* **Exercise description**:
Repeat nothing but the lines below running from the one containing "(diff shortened: 2 of 8 files shown)" to the one containing "### What's correct". Keep both end lines.

Collected data entries:
PR #638, opened 2026-06-28
Fix quota worker noise and pending delta cache races

srstack:
## Summary
- make quota outbox worker metrics tenant-scoped
- classify expected tenant pool database errors as auth/quota/not_found labels instead of generic error noise
- avoid live quota pending-delta scans when local cache loads race with small-write enqueue/ack activity

## Tests
- go test ./pkg/backend -run 'TestQuotaPendingDeltasCache|TestQuotaUsageCache|TestQuotaConfigCache' -count=1
- go test ./pkg/backend -run 'Test.*QuotaOutbox|TestServerQuotaUploadReserveUsesLivePendingOutboxDeltas' -count=1
- go test ./pkg/backend -count=1
- go test ./pkg/server -run 'Test.*Provision|TestAdmin' -count=1
- make lint

## Summary by CodeRabbit

* **New Features**
  * Improved handling of quota processing under concurrency, with more reliable results when updates race with reads.
  * Added clearer outcome reporting for quota outbox batch claims, including when retries are exhausted.

* **Bug Fixes**
  * Reduced unnecessary failures during quota cache refreshes and kept published values stable in more race conditions.
  * Better classified tenant pool errors so logs and metrics are more accurate and easier to interpret.

### DIFF
--- a/pkg/backend/dat9.go
+++ b/pkg/backend/dat9.go
@@ -119,6 +119,7 @@ type Dat9Backend struct {
 	quotaOutboxNotify chan struct{}
 	quotaOutboxWG     sync.WaitGroup
 	quotaOutboxStop   context.CancelFunc
+	claimQuotaOutbox  quotaOutboxBatchClaimer
 
 	s3EncryptionPolicy meta.ResolvedS3EncryptionPolicy
 
--- a/pkg/backend/quota_cache.go
+++ b/pkg/backend/quota_cache.go
@@ -291,10 +291,11 @@ type quotaPendingDeltasCache struct {
 	load     quotaPendingDeltasLoader
 	ttl      time.Duration
 
-	mu         sync.RWMutex
-	snapshot   *quotaPendingDeltasSnapshot
-	generation uint64
-	loadMu     sync.Mutex
+	mu                  sync.RWMutex
+	snapshot            *quotaPendingDeltasSnapshot
+	generation          uint64
+	localPositiveDeltas quotaPendingDeltas
+	loadMu              sync.Mutex
 }
 
 func newQuotaPendingDeltasCache(tenantID string, load quotaPendingDeltasLoader, ttl time.Duration) *quotaPendingDeltasCache {
@@ -322,6 +323,7 @@ func (c *quotaPendingDeltasCache) get(ctx context.Context) (quotaPendingDeltas, 
 
 	c.mu.RLock()
 	generation := c.generation
+	localPositiveDeltas := c.localPositiveDeltas
 	c.mu.RUnlock()
 
 	start := time.Now()
@@ -339,12 +341,19 @@ func (c *quotaPendingDeltasCache) get(ctx context.Context) (quotaPendingDeltas, 
 	expiresAt := time.Now().Add(c.ttl)
 	c.mu.Lock()
 	if c.generation != generation {
+		deltas.add(c.localPositiveDeltas.sub(localPositiveDeltas))
+		c.snapshot = &quotaPendingDeltasSnapshot{
+			deltas:    deltas,
+			expiresAt: expiresAt,
+		}
 		c.mu.Unlock()
-		// A local enqueue or ack raced this DB load. Do not merge blindly:
-		// the SELECT may or may not have observed that row. Let the caller
-		// fall back to a live tenant-DB read for this check.
+		// A local enqueue or ack raced this DB load. The SELECT may or may not
+		// have observed those rows. Merge only positive local deltas from the
+		// race window: that may double-count this process's newest writes for
+		// one short TTL, but it avoids undercounting quota and keeps small-write
+		// admission off the expensive in-transaction SUM(quota_outbox) path.
 		metrics.RecordTenantOperation(c.tenantID, "server_quota", "pending_delta_cache", "raced_local_delta", time.Since(start))
-		return quotaPendingDeltas{}, false
+		return deltas, true
 	}
 	c.snapshot = &quotaPendingDeltasSnapshot{
 		deltas:    deltas,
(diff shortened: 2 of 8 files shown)


srstack (commented):
Reviewed the diff. Focused, well-targeted PR — three independent changes, each addressing a real issue. LGTM overall; two things worth doing before merge (one test gap, one robustness nit), neither blocking the design.

### What's correct

**`quota_cache.go` — pending-delta race merge.** The new "publish a conservative snapshot from the race window" behavior is fail-safe in the right direction: it only ever merges *positive* local deltas, so pending usage is over-counted at worst (if the SELECT already saw the row, it's double-counted) → quota rejects earlier, never over-admits. Ignoring negative (ack) deltas is conservative the same way. Both new tests are good and confirm the loader runs once (the previous behavior forced a live read every time). One behavioral note worth a comment: a tenant near its limit can see spurious rejections for up to one TTL after a racy load — documented in the code, acceptable tradeoff vs. the in-transaction `SUM(quota_outbox)`.

**`quota_outbox` — conflict-exhausted.** Moving the outcome from a global datastore-layer metric to a tenant-scoped worker-layer metric (and dropping datastore's dependency on `metrics`) is clean. Bonus: `claim` now records `result="ok"`, so its outcome distribution is finally complete (ok/empty/error/conflict).

**`pool.go` — error classification.** This genuinely reduces alert noise: `Drive9ServiceOperationErrorRateHigh`'s numerator is `result=~"error|bad_conn|.+_error"`, and `auth_failed`/`usage_quota_exhausted`/`not_found` don't match it, so tenant-caused expected failures no longer inflate the error-rate alert. Demoting them to Warn is also right.

### Suggestions

**1. Classify by error code, not full-sentence match (agree with Copilot, with a concrete path).** `strings.Contains(msg, "please check your user name and password")` is brittle across TiDB/driver versions and locales. I checked the error chain — `OpenInstrumented` (`ping mysql: %w`) and meta/datastore (`open db: %w`) both preserve the wrapper, so the `*mysql.MySQLError` is still typed at `observePool`. The auth case can use the code:
```go
var myErr *mysql.MySQLError
if errors.As(err, &myErr) && myErr.Number == 1045 { return "auth_failed" }
```
Keep a short substring for the quota case (1105 is the generic `HY000`, so the message is needed there). Note: the unit test currently builds plain `fmt.Errorf("...Error 1045...")` strings — switching to `errors.As` means the test should use real `&mysql.MySQLError{Number:1045}` values, otherwise that branch isn't actually exercised.

**2. Add a test for the `ConflictExhausted` branch (agree with Copilot).** `ProcessQuotaOutboxBatch` gained an early-return plus two new tenant-scoped metrics, but nothing drives `ConflictExhausted=true`. A unit test that makes the claim return `{ConflictExhausted:true}` and asserts the early return + the `claim/conflict` and `claim_conflict_exhausted/conflict` labels would lock in the behavior.

**3. Minor:** the conflict-exhausted path records two operations (`claim`+`claim_conflict_exhausted`, both `result="conflict"`). Looks intentional (general distribution + dedicated alert series) — just confirm dashboards consume it that way. Also `localPositiveDeltas` is a monotonic accumulator; int64 overflow is only theoretical (exabyte-scale cumulative writes), but a one-line note wouldn't hurt.

srstack:
Addressed the review comments:

- tenant pool result labels now use package-local typed constants.
- auth failures are classified via MySQL error code 1045, with legacy message fallback preserved.
- quota exhaustion uses MySQL 1105 plus a usage-quota message check, with the existing legacy fallback preserved.
- added a ProcessQuotaOutboxBatch ConflictExhausted unit test covering early return and tenant-scoped claim / claim_conflict_exhausted metrics.

Validation run locally:
- go test ./pkg/tenant ./pkg/backend -count=1
- make lint

qiffang (approved):
## Review: PR #638 — Fix quota worker noise and pending delta cache races

### Overall: APPROVE

Clean, well-scoped fix across three related areas. 296 additions, 38 deletions, 8 files.

---

### 1. Quota outbox tenant-scoped metrics (quota_outbox_worker.go, quota_outbox.go)

**Change:** Moves conflict-exhausted metric from datastore layer (global) to backend layer (tenant-scoped). New QuotaOutboxBatchClaimResult struct surfaces ConflictExhausted as a structured signal instead of silently returning nil entries.

**Correct:** The claimQuotaOutboxBatchResult retry loop now returns ConflictExhausted=true instead of emitting a global metric and returning nil. ProcessQuotaOutboxBatch records tenant-scoped claim+conflict metrics. The quotaOutboxBatchClaimer function type enables test injection.

**Test:** TestQuotaOutboxBatchConflictExhaustedRecordsTenantMetrics validates the full path — injected claimer returns ConflictExhausted, verifies both metric labels appear with correct tenant_id.

### 2. Tenant pool error classification (pool.go)

**Change:** tenantPoolErrorResult classifies MySQL 1045 (access denied) and 1105+quota message (usage quota exhausted) into labeled results instead of generic "error". Non-error classified results log at Warn instead of Error.

**Correct:** Two-tier classification — first checks mysql.MySQLError struct fields, then falls back to string matching for legacy error message formats. This handles both wrapped and unwrapped error paths.

**Test:** TestTenantPoolErrorResultClassifiesExpectedDatabaseErrors covers 6 cases: auth via error code, auth via legacy message, quota via error code, quota via lowercase message, not_found, and generic error.

### 3. Pending delta cache race (quota_cache.go)

**Change:** Instead of discarding the snapshot when a local add() races with the DB loader (generation mismatch), the cache now tracks localPositiveDeltas and merges the race-window delta into the loaded snapshot.

**Analysis:**
- add() accumulates only positive deltas (maxInt64(delta, 0)) into localPositiveDeltas
- get() captures localPositiveDeltas before loading, then on generation mismatch computes the race-window delta via sub() and adds it to the DB result
- This may double-count for one TTL window (if the DB SELECT already observed the enqueued row), but never undercount — correct tradeoff for quota admission
- Negative deltas (acks) are excluded from localPositiveDeltas, preventing the cache from undercounting quota usage

**Tests:** TestQuotaPendingDeltasCachePublishesConservativeSnapshotWhenLocalDeltaRacesLoad validates positive race merge (10+5=15). TestQuotaPendingDeltasCacheIgnoresNegativeRaceDeltasWhenPublishing validates negative deltas are excluded (stays at 10).

### Minor observations (non-blocking)

1. maxInt64 helper — Go 1.21+ has builtin max(). If the project targets 1.21+, this could use max() directly. Not blocking.

2. ClaimQuotaOutboxBatch (old API) now wraps claimQuotaOutboxBatchResult, preserving backward compat. Clean.

Verdict: APPROVE

qiffang (approved):
Reviewed PR #638 at head `e5d01a6`.

Verdict: APPROVE.

Checks performed:
- Read the full diff for `quota_cache`, `quota_outbox`, and tenant pool classification changes.
- Verified the pending-delta cache race behavior is conservative: positive local race deltas may be double-counted for one TTL, but admission does not undercount pending quota.
- Verified `QuotaOutboxBatchClaimResult` moves claim-conflict observability out of the datastore layer and records tenant-scoped backend metrics for conflict exhaustion.
- Verified tenant pool classification uses typed result constants and MySQL error codes for 1045 / 1105, with legacy message fallback preserved.
- Verified current PR head has CI green: `code-ci` and `local-e2e` completed successfully.
- Local validation: `go test -c ./pkg/backend ./pkg/datastore ./pkg/tenant` and `git diff --check origin/main...HEAD` passed. Runtime package tests are blocked on this machine by local testcontainers setup (`rootless Docker not found`), not by this PR.

No blockers found.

* **Written response**:
(diff shortened: 2 of 8 files shown)


srstack (commented):
Reviewed the diff. Focused, well-targeted PR — three independent changes, each addressing a real issue. LGTM overall; two things worth doing before merge (one test gap, one robustness nit), neither blocking the design.

### What's correct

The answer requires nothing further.